Otaru’s Winter Lantern Festival


What I would do for a bit of a cold snap…It’s currently about 90 degrees Fahrenheit with a heavy blanket of clouds to ratchet up the humidity, and basically the only thing I have enough energy to do is splay myself out in beached whale mode on my bed with my fan pointed directly at me. Don’t get me wrong; I’m all for a healthy dose of vitamin D, but I’m finding myself wishing for cooler weather.

IMG_0484 Cooler, mind you. Not colder. Not cold, like Otaru in winter.

Otaru’s a little seaside town about a thirty-minute train ride from Sapporo, and I went there for a daytrip during the weekend I trekked up north for Sapporo’s annual Snow Festival. I hadn’t blogged about it before because, frankly, I didn’t really want to think about snow until December…Today, though, I wouldn’t be too opposed to seeing just a few flakes.


Conveniently enough, Otaru was holding its winter あかり祭り(Lantern/Light Festival) during that weekend, so there was plenty to keep us distracted from the bitter cold. Aomori, as I’ve mentioned a few times, isn’t the easiest place to live in during the winter. Hokkaido, though, has an entirely different sort of frigidity. Its cold is tight and dry; it physically hurts to expose your skin for very long.

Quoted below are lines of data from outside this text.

PR #76, opened 2026-08-02
fix(input): Super+Alt+Space no longer switches keyboard layout (#69)

### LINKED ISSUE #69: Super+Alt+Space (float toggle) also fires the keyboard-layout switch, and the layout never actually changes
Reported by the user.

## Symptoms

- Pressing **Super+Alt+Space** to release a window from the grid also triggers a keyboard-layout change.
- Pressing **Super+Space** afterwards does not change it back.
- The indicator shows the layout as changed, but typing continues in the same language regardless.

## Two findings from a first look

**1. The layout list has one entry, so switching cannot affect typing.**
`dots/.config/hypr/hyprland/general.lua:257` sets `kb_layout = "us"`. `hyprctl switchxkblayout all next` therefore cycles a single-element list — the indicator updates state, but the effective layout is unchanged. This matches "it shows that the layout has changed but it still types in the same language", and also explains why Super+Space does not put it back: there is nothing to put back.

**2. The float-toggle bind is colliding with the layout bind.**
- `keybinds.lua:42` — `hl.bind("SUPER + Space", hl.dsp.exec_cmd("hyprctl switchxkblayout all next"))`
- `keybinds.lua:212` — `hl.bind("SUPER + ALT + Space", hl.dsp.window.float({ action = "toggle" }))`

The comment at `keybinds.lua:39-41` says the layout switch was deliberately made a *compositor* bind rather than an xkb `grp:` option, because xkb toggles fire on Super+Space even with extra modifiers held. The report suggests the compositor bind has the same problem: Super+Alt+Space still matches the Super+Space bind.

## Worth checking

- Whether the layout switch should be a no-op (or hidden) when only one layout is configured, rather than showing an indicator change.
- Whether the Super+Space bind needs to be made exclusive so a superset of its modifiers does not match it.
- Whether the indicator reads its state from the compositor or tracks it independently — if the latter, it can drift from reality.

XephyLon:
Fixes #69.

## Problem
Super+Alt+Space (window float toggle) also fired a keyboard-layout change, and Super+Space afterwards wouldn't reverse it — the indicator showed a change but typing stayed in the same language.

## Root cause
Not the keybinds. Hyprland compositor binds match modifiers exactly, so `SUPER, Space` never fires under `SUPER+ALT`. The real culprit is a **leftover xkb `grp:win_space_toggle`** in the shipped default `config.json`. Commit `ff3aaff` moved layout switching from the loosely-matching xkb `grp:` option to a compositor bind, but missed the shipped default that the installer seeds. So fresh installs still applied `grp:win_space_toggle`, which:
- matches Super+Space loosely (fires even with Alt held) → accidental switch on the float toggle, and
- on plain Super+Space, ran *both* the xkb toggle and the compositor `switchxkblayout all next` — two advances over the two-entry `us, eg` list net back to the start, so typing never changed.

## Fix
`dots/.config/quickshell/imi/defaults/config.json`: `kbOptions: "grp:win_space_toggle"` → `""`. Super+Space is then handled solely by the exact-matching compositor bind, cycling the real `us, eg` list and reversing cleanly. The misleading-indicator-on-single-layout case is already guarded in `services/HyprlandXkb.qml`.

## Testing
- `config.json` validated as JSON.
- Traced the full path: default config → installer seed → `HyprlandConfig.setMany("input:kb_options", …)` → Hyprland runtime; confirmed `grp:win_space_toggle` appears nowhere else.

## Note for review
Existing installs are **not** auto-fixed — `seed_default_config` never overwrites an existing `~/.config/immaterial-impulse/config.json`. Affected users must clear the option in Settings → Hyprland → Input (or via a future one-time migration).

### DIFF
--- a/CHANGELOG.md
+++ b/CHANGELOG.md
@@ -17,8 +17,10 @@ own repo; the installer pins which revision it builds.
   layout. The shipped default config still carried `input.kbOptions =
   grp:win_space_toggle` even after the layout switch was moved to a compositor
   bind — xkb `grp:` toggles match modifiers loosely, so Super+Space fired with
-  Alt held too. Fresh installs now seed `kbOptions = ""`; Super+Space runs only
-  the exact-matching `switchxkblayout all next` bind, which cycles the real
+  Alt held too. Fresh installs now seed `kbOptions = ""`, and a one-time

Are you sure I'm not in Germany?
Are you sure I’m not in Germany?

Thankfully, we had a few reasons to duck inside and seek refuge from the low temperatures. With its close proximity to the ocean, Otaru has its fair share of fresh sushi (Though, honestly, what part of Japan doesn’t?), but it’s especially famous for its crab. It’s no surprise to find good sushi in Japan, but Otaru is also home to a (mostly) authentic German brewery. I’m no fan of beer, but the huge copper vats and rustic wooden rafters (not to mention the excellent wienerschnitzel) almost made me feel like I was back in Germany.

Pretty enough by day...
Pretty enough by day…
...but much, much better by night.
…but much, much better by night.

As fun as those sights were, Otaru in winter really comes to live when the sun goes down. The town’s central architectural feature is a huge canal, and during the lantern festival, hundreds of candles are set afloat in the water. Along the sides of the canal, small niches are carved out in the snow banks for even more lanterns. Their soft golden light reflects off of the pristine snow, and the entire expanse is set alight by the tiny globes of warm light.

It may have been winter, but spring made a brief appearance.


Otaru’s Lantern Festival is a romantic scene, and its beauty is almost enough to take your mind off of your frozen nose and numb fingers.